At once the thick man near the door, Mr. Thwaite, poured like a shadow forward and a club appeared out of the folds of his coat and it caught Charlie hard on the side of the head, sending him sprawling. Everything went sideways, then dark. He was gasping. Fumbling in the dirt, unbalanced, his ears ringing as he tried to get up.

“Who’s this now? A fresh un?” Mr. Plumb had dropped Gilly in the dirt and turned to look.

“Don’t never mind him, Mr. Plumb, sir,” Gilly begged, clutching her hand. “He ain’t but simple. Shut yer gob, you,” she snapped at Charlie.

He fell back, confused, hurt. His cheek was stinging, the blood seeping down.

“He don’t watch his yap, he’s like to lose his tongue,” said Mr. Plumb.

“I’ll cut it out me own self,” said Gilly.

Mr. Plumb laughed. “Aye you would, you damned sticker,” he said. “That’s the savage in ye.”
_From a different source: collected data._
PR #2, opened 2020-12-07
Config service v1 Implementation

GurtejSohi:


config-service-impl/src/main/java/org/hypertrace/config/service/ConfigResource.java
```diff
@@ -0,0 +1,12 @@
+package org.hypertrace.config.service;
+
+import lombok.Data;
+
+@Data
```
aaron-steinfeld, line 5: Consider making this immutable with `@Value` - I didn't notice anywhere where we were mutating it, which is good.

config-service-impl/src/main/java/org/hypertrace/config/service/ConfigServiceGrpcImpl.java
```diff
@@ -0,0 +1,139 @@
+package org.hypertrace.config.service;
+
+import com.google.protobuf.Struct;
+import com.google.protobuf.Value;
+import io.grpc.stub.StreamObserver;
+import java.util.LinkedHashMap;
+import lombok.extern.slf4j.Slf4j;
+import org.apache.commons.lang3.StringUtils;
```
aaron-steinfeld, line 8: Given that we're already using guava in this project as part of grpc, is there a compelling reason to bring in a second util lib?

config-service-impl/src/main/java/org/hypertrace/config/service/store/ConfigDocument.java
```diff
@@ -0,0 +1,99 @@
...
+import com.google.protobuf.util.JsonFormat;
+import lombok.AllArgsConstructor;
+import lombok.Data;
+import lombok.NoArgsConstructor;
+import lombok.extern.slf4j.Slf4j;
+import org.hypertrace.core.documentstore.Document;
+
+import java.io.IOException;
+
+@Data
```
aaron-steinfeld, line 25: Same comment about mutability

config-service-impl/src/main/java/org/hypertrace/config/service/store/ConfigDocumentKey.java
```diff
@@ -0,0 +1,27 @@
...
+
+/**
+ * Key for the Config Document
+ */
+public class ConfigDocumentKey implements Key {
+
+  private static final String SEPARATOR = ":";
+
+  private final ConfigResource configResource;
+  private final long configVersion;
```
aaron-steinfeld, line 14: Should the version be part of the resource?

config-service-impl/src/main/java/org/hypertrace/config/service/store/ConfigStore.java
```diff
@@ -0,0 +1,42 @@
...
+
+  /**
+   * Get the config for the specified resource with the specified version(optional). If
+   * configVersion is empty, get the config for the latest version.
+   *
+   * @param configResource
+   * @param configVersion
+   * @return
+   */
+  GetConfigResponse getConfig(ConfigResource configResource, Optional<Long> configVersion)
```
aaron-steinfeld, line 40: generally we don't want to make optional part of an API - instead, overload getConfig for a version with long and version without. The reason here is that using an Optional in an api like this provides multiple different ways of omitting a value - a null or an empty optional, leaving ambiguity in the API and adding more work internally to account for more input states.

config-service/build.gradle.kts
```diff
@@ -10,8 +10,34 @@ plugins {
...
+    }
+    runtimeOnly("io.netty:netty-codec-http2:4.1.53.Final") {
+      because("https://snyk.io/vuln/SNYK-JAVA-IONETTY-1020439")
+    }
+    runtimeOnly("io.netty:netty-handler-proxy:4.1.53.Final") {
+      because("https://snyk.io/vuln/SNYK-JAVA-IONETTY-1020439")
+    }
+  }
+
+  implementation("org.hypertrace.core.grpcutils:grpc-server-utils:0.2.0")
```
aaron-steinfeld, line 26: There's some old versions in here. Since it's a new service, can you audit them and bring them all up to latest.

config-service/build.gradle.kts
```diff
@@ -10,8 +10,34 @@ plugins {
...
 }
 
 application {
-  mainClassName = "org.hypertrace.config.service.MyApplication"
+  mainClassName = "org.hypertrace.core.serviceframework.PlatformServiceLauncher"
 }
+
+// Config for gw run to be able to run this locally. Just execute gw run here on Intellij or on the console.
+tasks.run<JavaExec>  {
+  jvmArgs = listOf("-Dbootstrap.config.uri=file:${projectDir}/src/main/resources/configs", "-Dservice.name=${project.name}")
```
aaron-steinfeld, line 42: bootstrap config URI not needed, this will be picked up by default (I believe service.name is still needed though)

config-service/build.gradle.kts
```diff
@@ -10,8 +10,34 @@ plugins {
...
+  runtimeOnly("io.grpc:grpc-netty:1.30.2")
+  implementation("com.typesafe:config:1.4.0")
+
+  implementation("org.slf4j:slf4j-api:1.7.30")
+  runtimeOnly("org.apache.logging.log4j:log4j-slf4j-impl:2.13.3")
 }
 
 application {
-  mainClassName = "org.hypertrace.config.service.MyApplication"
+  mainClassName = "org.hypertrace.core.serviceframework.PlatformServiceLauncher"
```
aaron-steinfeld, line 37: this is deprecated in favor of the lazy property -
```suggestion
  mainClass.set("org.hypertrace.core.serviceframework.PlatformServiceLauncher")
```

config-service/src/main/java/org/hypertrace/config/service/ConfigService.java
```diff
@@ -0,0 +1,97 @@
...
+  }
+
+  @Override
+  public String getServiceName() {
+    return serviceName;
+  }
+
+  private ConfigStore getConfigStore(Config config) {
+    try {
+      String providerClassName = config.getString(CONFIG_STORE_CONFIG);
```
aaron-steinfeld, line 87: Unless we're planning on making runtime-pluggable modules for new config stores, what's the value in doing this via class loading - it's an easy area to slip up when renaming + refactoring.

helm/values.yaml
```diff
@@ -1 +1,96 @@
...
+  periodSeconds: 5
+
+resources:
+  # We usually recommend not to specify default resources and to leave this as a conscious
+  # choice for the user. This also increases chances charts run on environments with little
+  # resources, such as Minikube. If you do want to specify resources, uncomment the following
+  # lines, adjust them as necessary, and remove the curly braces after 'resources:'.
+   requests:
+     cpu: 0.1
+     memory: 1024Mi
```
aaron-steinfeld, line 51: Does this need a full gb of memory? Seems pretty resource light by default.

helm/templates/deployment.yaml
```diff
@@ -0,0 +1,87 @@
...
+              containerPort: {{ .Values.containerAdminPort }}
+              protocol: TCP
+          env:
+            - name: SERVICE_NAME
+              value: "{{ .Chart.Name }}"
+            - name: BOOTSTRAP_CONFIG_URI
+              value: "file:///app/resources/configs"
+            - name: LOG4J_CONFIGURATION_FILE
+              value: "/var/{{ .Chart.Name }}/log/log4j2.properties"
+            - name: JAVA_TOOL_OPTIONS
```
aaron-steinfeld, line 67: Can we use `JAVA_OPTS`

helm/templates/deployment.yaml
```diff
@@ -0,0 +1,87 @@
...
+          ports:
+            - name: grpc-port
+              containerPort: {{ .Values.containerPort }}
+              protocol: TCP
+            - name: admin-port
+              containerPort: {{ .Values.containerAdminPort }}
+              protocol: TCP
+          env:
+            - name: SERVICE_NAME
+              value: "{{ .Chart.Name }}"
```
aaron-steinfeld, line 62: pretty sure the dockerfile already defines this

helm/templates/config-service-config.yaml
```diff
@@ -0,0 +1,19 @@
+apiVersion: v1
+kind: ConfigMap
+metadata:
+  name: {{ .Values.configServiceConfig.name }}
+  labels:
+    release: {{ .Release.Name }}
+data:
+  application.conf: |-
+    document.store {
```
aaron-steinfeld, line 9: are we not exposing the other properties of the conf? Specifically, the ports, since those are already parameterized elsewhere.

config-service-impl/src/main/java/org/hypertrace/config/service/ConfigServiceGrpcImpl.java
```diff
@@ -0,0 +1,139 @@
...
+      responseObserver.onError(e);
+    }
+  }
+
+  @Override
+  public void getConfig(GetConfigRequest request,
+      StreamObserver<GetConfigResponse> responseObserver) {
+    try {
+      GetConfigResponse response;
+      if (request.getConfigVersion() != 0) {  // if configVersion is present
```
aaron-steinfeld, line 50: Similar to what was done on upsert, I'd consider moving the bulk of this into a separate class so we don't end up with one giant file containing the whole service.

config-service-impl/src/main/java/org/hypertrace/config/service/ConfigServiceGrpcImpl.java
```diff
@@ -0,0 +1,139 @@
...
+        String context = null;
```
aaron-steinfeld, line 51: Avoiding any nulls by designing apis to account for the null case would be better if possible (i.e. getConfigResourceWithoutContext or similar)

config-service-impl/src/main/java/org/hypertrace/config/service/ConfigServiceGrpcImpl.java
```diff
@@ -0,0 +1,139 @@
...
+        // get the config version corresponding to the most specific context(last element in the contexts list)
+        if (!request.getContextsList().isEmpty()) {
+          context = request.getContexts(request.getContextsCount() - 1);
```
aaron-steinfeld, line 54: This is an interesting question with unclear behavior - if I ask for a version and a list of scopes, we're only returning the last. That's unexpected to me, and I think indicates that the version doesn't belong in the same api. My suggestion would be to remove version from the get API and when/if needed, introduce a new API for a versioned request that does not support merging/multiple contexts.

config-service-impl/src/main/java/org/hypertrace/config/service/store/ConfigStore.java
aaron-steinfeld: I also think it's a bit strange to mix concerns here by returning a GetConfigResponse - the data store is now coupled to the external API. Would it make sense to return a value proto (or some new object if there's more data needed)

config-service-impl/src/main/java/org/hypertrace/config/service/ConfigServiceGrpcImpl.java
```diff
@@ -0,0 +1,139 @@
...
+            merge(defaultConfigMap.get(entry.getKey()), entry.getValue()));
+      }
+      Struct struct = Struct.newBuilder().putAllFields(resultConfigMap).build();
+      return Value.newBuilder().setStructValue(struct).build();
+    } else {
+      return overridingConfig;
+    }
+  }
+
+  // TODO : get the userId from the context
```
aaron-steinfeld, line 135: I'd recommend omitting this whole concept we have a use case and need. userId itself is ambiguous, as it's unclear what user it represents. Is it the author, the last editor, the user it applies to? All of those are potentially things we might want to track. Also, many configs may driven by the system.

aaron-steinfeld (commented):
Please also add a README

config-service-impl/src/main/java/org/hypertrace/config/service/ConfigResource.java
GurtejSohi: This was immutable previously also(declared as `final`). But still replaced it with `@Value` to make it a bit compact.

config-service-impl/src/main/java/org/hypertrace/config/service/ConfigServiceGrpcImpl.java
GurtejSohi: removed the Apache commons lib

config-service-impl/src/main/java/org/hypertrace/config/service/store/ConfigDocument.java
GurtejSohi: Updated

config-service-impl/src/main/java/org/hypertrace/config/service/store/ConfigDocumentKey.java
GurtejSohi: I like to think of it as each resource can have multiple versions of configs associated with it. This way the APIs are also cleaner as some APIs only require the resource and not the version.

config-service-impl/src/main/java/org/hypertrace/config/service/store/ConfigStore.java
GurtejSohi: Totally makes sense. Updated it.

config-service/build.gradle.kts
GurtejSohi: Updated

config-service/build.gradle.kts
GurtejSohi: Removed it

config-service/build.gradle.kts
GurtejSohi: Updated

config-service/src/main/java/org/hypertrace/config/service/ConfigService.java
GurtejSohi: Sure, initially, we were planning to try with multiple stores which is why we had this. But as you pointed out it's no longer needed. Updated it.

helm/values.yaml
GurtejSohi: reduced it to 512 MiB

helm/templates/deployment.yaml
GurtejSohi: done

helm/templates/deployment.yaml
GurtejSohi: removed it

helm/templates/config-service-config.yaml
GurtejSohi: We need to do it. Updated.

config-service-impl/src/main/java/org/hypertrace/config/service/ConfigServiceGrpcImpl.java
GurtejSohi: Moved a couple of methods to a `Utils` class

config-service-impl/src/main/java/org/hypertrace/config/service/ConfigServiceGrpcImpl.java
GurtejSohi: done

config-service-impl/src/main/java/org/hypertrace/config/service/ConfigServiceGrpcImpl.java
GurtejSohi: Removed version from `getConfig` API but still keeping it in store, so that we can easily support the new API(for getting a specific version of config) easily.

config-service-impl/src/main/java/org/hypertrace/config/service/ConfigServiceGrpcImpl.java
GurtejSohi: `UserId` here represents the user who upserted the config - author/creator and last editor are same as once a config version is inserted into the store, it is never updated/editted. We always create a new version of the config.
I've just kept it here as a placeholder(so that the store can work with it) for now and is not exposed via the API. I think if we need to expose it via the API in future, we can document it to remove ambiguity, right?

config-service-impl/src/main/java/org/hypertrace/config/service/Utils.java
```diff
@@ -0,0 +1,46 @@
...
+
+public class Utils {
+
+  public static final String DEFAULT_CONTEXT = "DEFAULT-CONTEXT";
+
+  private Utils() {
+    // to prevent instantiation
+  }
+
+  public static Value merge(Value defaultConfig, Value overridingConfig) {
```
pavan-traceable, line 17: Please add testcases to this

config-service-impl/src/main/java/org/hypertrace/config/service/ConfigResource.java
```diff
@@ -0,0 +1,12 @@
+package org.hypertrace.config.service;
+
+import lombok.Value;
+
+@Value
+public class ConfigResource {
```
pavan-traceable, line 6: doc pls

config-service-impl/src/main/java/org/hypertrace/config/service/ConfigServiceGrpcImpl.java
```diff
@@ -0,0 +1,99 @@
...
+import org.hypertrace.config.service.v1.GetConfigRequest;
+import org.hypertrace.config.service.v1.GetConfigResponse;
+import org.hypertrace.config.service.v1.UpsertConfigRequest;
+import org.hypertrace.config.service.v1.UpsertConfigResponse;
+import org.hypertrace.core.grpcutils.context.RequestContext;
+
+import java.util.Optional;
+
+@Slf4j
+public class ConfigServiceGrpcImpl extends ConfigServiceGrpc.ConfigServiceImplBase {
```
pavan-traceable, line 21: Are you working on  unit tests ?

config-service-impl/src/main/java/org/hypertrace/config/service/ConfigServiceGrpcImpl.java
aaron-steinfeld: Fair on edit vs author. I don't believe we use userId anywhere in the platform other than feature flags right now, so we may want to discuss how we want to expose it when we're ready for this. I'd rather not require services to have to start working with the JWT directly.

config-service-impl/src/main/java/org/hypertrace/config/service/ConfigServiceGrpcImpl.java
aaron-steinfeld: Might consider making this a constructor provided class (even if not using DI), to make it easier to test, since statics are generally a pain.

config-service/src/main/java/org/hypertrace/config/service/ConfigService.java
aaron-steinfeld: Sounds good - even with support for multiple stores, specifying the constructor FQN and using class loading is only really necessary if the the implementations are developed independently, and thus the loading code has no other way of getting the class. The way we're doing it, the classes are still in the same project, so a simple key could suffice.

helm/values.yaml
aaron-steinfeld: May want to consider going even lighter - I was thinking 128M since this doesn't deal with high concurrency or complex logic. It can always be increased in any prod deployment since these are variables, but we want HT as a whole platform to be default runnable on a laptop, so the full collection of services should be in the 2-6GB range.

aaron-steinfeld:
Will also want to resolve snyk issues before merging

helm/values.yaml
GurtejSohi: Makes sense. Reduced it to 128 MiB

config-service-impl/src/main/java/org/hypertrace/config/service/Utils.java
```diff
@@ -0,0 +1,46 @@
+package org.hypertrace.config.service;
+
+import com.google.common.base.Strings;
+import com.google.protobuf.Struct;
+import com.google.protobuf.Value;
+import java.util.LinkedHashMap;
+import java.util.Map;
+
+public class Utils {
```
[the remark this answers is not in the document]
GurtejSohi: Updated

config-service-impl/src/main/java/org/hypertrace/config/service/store/ConfigDocument.java
```diff
@@ -0,0 +1,113 @@
...
+import com.google.protobuf.Value;
+import com.google.protobuf.util.JsonFormat;
+import lombok.extern.slf4j.Slf4j;
+import org.hypertrace.core.documentstore.Document;
+
+import java.io.IOException;
+
+@lombok.Value
+@Slf4j
+public class ConfigDocument implements Document {
```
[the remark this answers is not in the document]
GurtejSohi: Added javadocs

config-service-impl/src/main/java/org/hypertrace/config/service/ConfigServiceGrpcImpl.java
GurtejSohi: Added unit tests

GurtejSohi:
> Will also want to resolve snyk issues before merging

Have resolved most of them, except one. For that vulnerability(`io.netty:netty-handler@4.1.53.Final
`), no upgrade or patch is available.

aaron-steinfeld:
> > Will also want to resolve snyk issues before merging
> 
> Have resolved most of them, except one. For that vulnerability(`io.netty:netty-handler@4.1.53.Final `), no upgrade or patch is available.

See an example of a snyk ignore file for those cases (may be same vulnerability): https://github.com/hypertrace/hypertrace-core-graphql/blob/main/.snyk

config-service-impl/src/main/java/org/hypertrace/config/service/ConfigServiceUtils.java
```diff
@@ -0,0 +1,62 @@
...
+  }
+
+  /**
+   * Deep merge the specified {@link Value} configs with overridingConfig taking precedence over
+   * defaultConfig for the same keys.
+   * @param defaultConfig
+   * @param overridingConfig
+   * @return the resulting config obtained after merging defaultConfig and overridingConfig
+   */
+  public static Value merge(Value defaultConfig, Value overridingConfig) {
```
aaron-steinfeld, line 27: Please create unit tests for this merging code specifically, as this is a decent amount of logic.

config-service/src/integrationTest/README.md
```diff
@@ -0,0 +1,9 @@
+<h4>How do I run the integration tests locally?</h4>
+
+- Bring up a mongodb container locally using Docker or port forward to the mongo container in Kubernetes
```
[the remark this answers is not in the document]
GurtejSohi: Right. Updated it. 
I think I copied it from attribute service. So, I've raised a PR for updating the README there as well: https://github.com/hypertrace/attribute-service/pull/44

config-service-impl/src/main/java/org/hypertrace/config/service/ConfigServiceUtils.java
GurtejSohi: Done

config-service-impl/src/main/java/org/hypertrace/config/service/ConfigResource.java
GurtejSohi: Added

config-service-impl/src/main/java/org/hypertrace/config/service/Utils.java
GurtejSohi: Added

aaron-steinfeld (approved):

When the men had gone, Gilly hurried over. The club had caught Charlie on the side of his face, tearing the skin below his eye, bloodying his nose. He shook his head, feeling the thick weight of it, like a sack of water.

“Your finger—”

“Never mind that. Here now, hold er higher,” Gilly was muttering. She lifted his chin gently and he heard the quick intake of her breath and he understood suddenly. He pulled away, covering his cheek with one hand. But he was not fast enough. She was staring in horror.

“What you done?” she whispered. “Charlie?”

He looked at her, his eyes wet.

“Tain’t human,” she whispered. She took a step back. “Tain’t right.”

“Gilly—”

“Get away!” she cried suddenly. “Jooj! Lookit Charlie’s bloody great saw!”

But before the mouselike waif got near, the tall lad, Millard, was pushing forward, grabbing Charlie’s head, turning it side to side. The other kids were crowding round, dirt-streaked faces, big eyes staring.

“Bloody hell,” Millard was saying. “He’s a bloody freak, he is. He’s a monster.”

Charlie pushed him bodily off.

“Charlie’s a monster?” one of the littlest ones said, maybe three years old. She started to cry.

“No—” Charlie whispered.

“He’s Spring-Heeled Jack, he is!” a second kid burst out.

And they scattered from him then, squealing, all except Millard and Gilly, and Charlie himself stumbled backward, pain and anger and humiliation rising in him. He glowered in the dimness at the faces peering out at him from behind barrels, boxes, water-rotted timbers. Everything, the litch, being hunted in the darkness, getting beaten by that bull man just like in his old life in Mississippi, now this, being called a freak, a monster, all of it filled him with something he hadn’t let himself feel, not in a long time.

Rage.

“The hell with you!” he shouted at the ragged faces staring. “The hell with all of you!”